Some various cobalt shades.


----------



## blobbottlebob (Dec 22, 2011)

Very nice. I like those early square blobs like that on the Heiss.


----------



## Wheelah23 (Dec 22, 2011)

My god, they're all so amazing I can't even pick! I may have to go with the Seitz, even if they're common. The Conway is a close second. I'd be singin' the blues too, if I had 'em!


----------



## RICKJJ59W (Dec 22, 2011)

That's close to my new story's that's going  in E&W.T soon
   "The Privy Blues"


----------



## andy volkerts (Dec 22, 2011)

[] That is some nice blue!!!........


----------



## Jim (Dec 22, 2011)

Nice cobalts, Bob.

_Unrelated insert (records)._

Issue #6389, opened 2023-07-18
Using multiple filters generates ambiguous sql


owlas:
### Description

If you select a filter on a metric but don't have it selected, Lightdash adds it automatically to the sql query (nice). But if you reference the same filter multiple times, it's added multiple times.

Example from demo.lightdash.com:

![CleanShot 2023-07-18 at 16 27 44@2x](https://github.com/lightdash/lightdash/assets/11660098/7eb87def-6ec9-4960-a229-cf98fd82ed05)

This doesn't happen if the metric in the filter is selected in the query (it appears in the `metricSelects` not the `filterMetricSelects` in `queryBuilder.ts`)

Metric references should be de-duplicated here: 

https://github.com/lightdash/lightdash/blob/e06a4543d9253e400420dbd3be66867aaf9e4a53/packages/backend/src/queryBuilder.ts#L163-L183

PR #6392, opened 2023-07-18
fix: deduplicate metric sql from filters

owlas:
Closes: #6389

<pending PR preview for screenshot>

### DIFF
--- a/packages/backend/src/queryBuilder.ts
+++ b/packages/backend/src/queryBuilder.ts
@@ -175,10 +175,8 @@ export const buildQuery = ({
             explore,
             compiledMetricQuery,
         );
-        return [
-            ...acc,
-            `  ${metric.compiledSql} AS ${fieldQuoteChar}${alias}${fieldQuoteChar}`,
-        ];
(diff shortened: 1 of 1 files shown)


rephus (approved):

packages/backend/src/queryBuilder.ts
```diff
@@ -175,10 +175,8 @@ export const buildQuery = ({
             explore,
             compiledMetricQuery,
         );
-        return [
-            ...acc,
-            `  ${metric.compiledSql} AS ${fieldQuoteChar}${alias}${fieldQuoteChar}`,
-        ];
+        const renderedSql = `  ${metric.compiledSql} AS ${fieldQuoteChar}${alias}${fieldQuoteChar}`;
+        return acc.includes(renderedSql) ? acc : [...acc, renderedSql];
```
IrakliJani, line 179: @owlas  is there a chance that the same sql chunk will be repeated in some other part of the generated sql?

IrakliJani: I guess this is localised to a one where group

PR #6395, opened 2023-07-18
chore: pin dbt-trino to 1.5.0

joaoviana:
Closes: N/A

### Description:

After this release: https://github.com/starburstdata/dbt-trino/blob/master/CHANGELOG.md

our Docker build started failing. First instance: https://github.com/lightdash/lightdash/actions/runs/5579941834/jobs/10196171946

Pinning `dbt-trino` to its previous version works, but this is a temporary solution - we need to figure out which deps are clashing and how to handle it: on the code and/or by reporting a bug

### DIFF
--- a/dockerfile
+++ b/dockerfile
@@ -39,7 +39,7 @@ RUN /usr/local/dbt1.5/bin/pip install \
     "dbt-snowflake~=1.5.0" \
     "dbt-bigquery~=1.5.0" \
     "dbt-databricks~=1.5.0" \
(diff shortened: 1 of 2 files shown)


IrakliJani (approved):
I guess this will not pass on render until we merge it, so approving ✅ 

```
docker succesfully pulled trino 1.5.0
#12 2.332 Collecting dbt-trino==1.5.0
#12 2.346   Downloading dbt_trino-1.5.0-py3-none-any.whl (32 kB)
```

Issue #6258, opened 2023-07-11
Migrate "Table config" general elements to mantine 


IrakliJani:
### Description

Migrate remaining items to mantine

acceptance criteria:
- [x] use mantine popover
- [x] use mantine tabs for general / conditional formatting (pie charts config as a reference)
- [x] use mantine form elements for "options"
  - <img width="211" alt="CleanShot 2023-07-11 at 18 44 06@2x" src="https://github.com/lightdash/lightdash/assets/962095/60f2da7b-1823-4ec2-8937-d2da027cf333">

<img width="287" alt="CleanShot 2023-07-11 at 18 44 53@2x" src="https://github.com/lightdash/lightdash/assets/962095/df09712a-e7da-48a0-ad0d-3e2cece07da9">

PR #6407, opened 2023-07-19
chore: table config popup in Mantine

magnew:
Closes: #6258 

### Description:

Moves the table config popup, tabs and checkboxes to Mantine. 

### Criteria
- [ ] use mantine popover
- [ ] use mantine tabs for general / conditional formatting (pie charts config as a reference)
- [ ] use mantine form elements for "options"

### DIFF
--- a/packages/frontend/src/components/VisualizationConfigs/TableConfigPanel/GeneralSettings.tsx
+++ b/packages/frontend/src/components/VisualizationConfigs/TableConfigPanel/GeneralSettings.tsx
@@ -1,5 +1,5 @@
-import { Checkbox, FormGroup } from '@blueprintjs/core';
-import { Box, Title, Tooltip } from '@mantine/core';
+import { FormGroup } from '@blueprintjs/core';
+import { Box, Checkbox, Stack, Title, Tooltip } from '@mantine/core';
 import React, { FC, useCallback, useMemo, useState } from 'react';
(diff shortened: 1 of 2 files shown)


packages/frontend/src/components/VisualizationConfigs/TableConfigPanel/GeneralSettings.tsx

That is a cool Seitz porter in that big, beefy mold.  ~Jim


----------



## BellwoodBoys (Dec 23, 2011)

How do you find these cobalt blobs??? Ive been looking for one for the past 3 years!!![]


----------



## pontilguy (Dec 23, 2011)

Thanks, guys.  I like showin' 'em!!   To BellwoodBoys:  I picked these up at flea markets, on eBay, and at bottle shows -- right place at the right time is all.  For example, the Heiss came from Zern's flea market in Gilbertsville, Pa., for DIRT cheap sixteen years ago!


----------



## pontilguy (Dec 23, 2011)

Thanks Jim.  Here's a shot of the Seitz's base.


----------



## bottlekid76 (Dec 24, 2011)

Those all look really great! Awesome looking lineup, that Heiss is a stunner!

 ~Tim


----------



## pontilguy (Dec 24, 2011)

Thanks Tim.  Here's a look at the base....


----------



## bottlekid76 (Dec 24, 2011)

That's a beauty there Bob. It's one I don't have. Sounds like you got a sweet deal on it too! [] Gotta love that!

 All the best,
 ~Tim


----------



## Road Dog (Dec 24, 2011)

I like the Riddle. A bit harder to find in the blue


----------



## pontilguy (Dec 24, 2011)

Quite correct.......


----------



## Stardust (Jan 31, 2012)

Beautiful Blues [&:] ~ Sing on [8D] Love those blues ~ [] *


----------